- Poster
- Directed by: Kiruba Shankar
- Screenplay by: Kadalur Purushothaman
- Story by: Kannadasan
- Produced by: Pollachi Haneefa
- Starring: Sivakumar; Jai Ganesh; Fatafat Jayalaxmi; Suma;
- Cinematography: N. A. Thara
- Edited by: Kiruba Shankar
- Music by: Shankar Ganesh
- Production company: Arumugam Enterprises
- Release date: 18 August 1978;
- Country: India
- Language: Tamil

= Adhaivida Ragasiyam =

Adhaivida Ragasiyam is a 1978 Indian Tamil-language film directed and edited by Kiruba Shankar. The film stars Sivakumar, Jai Ganesh, Fatafat Jayalaxmi and Suma. It was released on 18 August 1978.

== Production ==
The film was produced by the son of Sivakumar's uncle Aarumuga Gounder.
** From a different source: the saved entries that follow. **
PR #78, opened 2020-06-18
BG-21679 Add etherscan API token field

argjv:
Etherscan now requires an API key for Mainnet requests. This PR adds an extra input box for ETH and tokens so users can provide their own key.

Support can generate them too and provide them to the customer if needed, but they are free and have a limit of 5 requests per second/ip.

I tested this works with a Prod wallet I just created.

### DIFF
--- a/src/components/non-bitgo.js
+++ b/src/components/non-bitgo.js
@@ -4,6 +4,7 @@ import { InputField, InputTextarea, CoinDropdown, FieldTooltip } from './form-co
 import { Form, Button, Row, Col, FormGroup, Label } from 'reactstrap';
 import classNames from 'classnames';
 import ErrorMessage from './error-message';
+import * as BitGoJS from 'bitgo/dist/browser/BitGoJS.min';
 
 import tooltips from 'constants/tooltips';
 import coinConfig from 'constants/coin-config';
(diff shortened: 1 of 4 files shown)


src/components/non-bitgo.js
```diff
@@ -4,6 +4,7 @@ import { InputField, InputTextarea, CoinDropdown, FieldTooltip } from './form-co
 import { Form, Button, Row, Col, FormGroup, Label } from 'reactstrap';
 import classNames from 'classnames';
 import ErrorMessage from './error-message';
+import * as BitGoJS from 'bitgo/dist/browser/BitGoJS.min';
```
twtaylorbitgo, line 7: what's with this? we can't import the default export?

argjv: No idea why. I'm just doing the same we did here: https://github.com/BitGo/wallet-recovery-wizard/blob/59836f1d52a5955b1efbc6cb6205611a927b839d/src/views/login/index.js#L6

twtaylorbitgo: we should change this to 

`import * as BitGoJS from 'bitgo'`

that should work

twtaylorbitgo: apparently this doesn't work womp womp - it'll get fixed later

argjv:
We add the summary of changes in the release notes https://github.com/BitGo/wallet-recovery-wizard/releases

PR #359, opened 2025-08-29
ci(renovate): take c-m Go deps out of misc group

erikgb:
This PR is motivated by https://github.com/cert-manager/google-cas-issuer/pull/307, where I think github.com/cert-manager/issuer-lib upgrades should be suggested in a separate PR. The same can be said about all our projects that depend on github.com/cert-manager/cert-manager. It has a lot of dependencies that often give issues when upgrading.


erikgb:
Not sure if this is a good idea after all.

/close

PR #387, opened 2025-09-01
fix(ci): changing glob patterns

hjoshi123:
We saw a bug https://github.com/cert-manager/istio-csr/pulls where the testing libs were not getting matched properly due to the glob patterns.


erikgb (commented):
Thanks a lot for fixing my Glob-mess, @hjoshi123! 🚀 

/lgtm
/approve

Sivakumar, who is a skilled painter, also portrayed one in the film.

== Soundtrack ==
The music was composed by Shankar Ganesh, with lyrics by Kannadasan.

Track listing
| No. | Title | Singer(s) | Length |
|---|---|---|---|
| 1. | "Sengarumbu" | Malaysia Vasudevan, S. Janaki |  |
| 2. | "Hare Gopala" | P. Susheela |  |
| 3. | "Mudhalil Vandhaval" | P. Susheela, Vani Jairam |  |
| 4. | "Enthakkadai Selai" | P. Susheela, Chorus |  |

== Reception ==
P. S. S. of Kalki wrote story, problems, struggle and acting are the elements makes us to watch the film while praising the acting of lead pair, direction and cinematography but panned Surulirajan's comedy.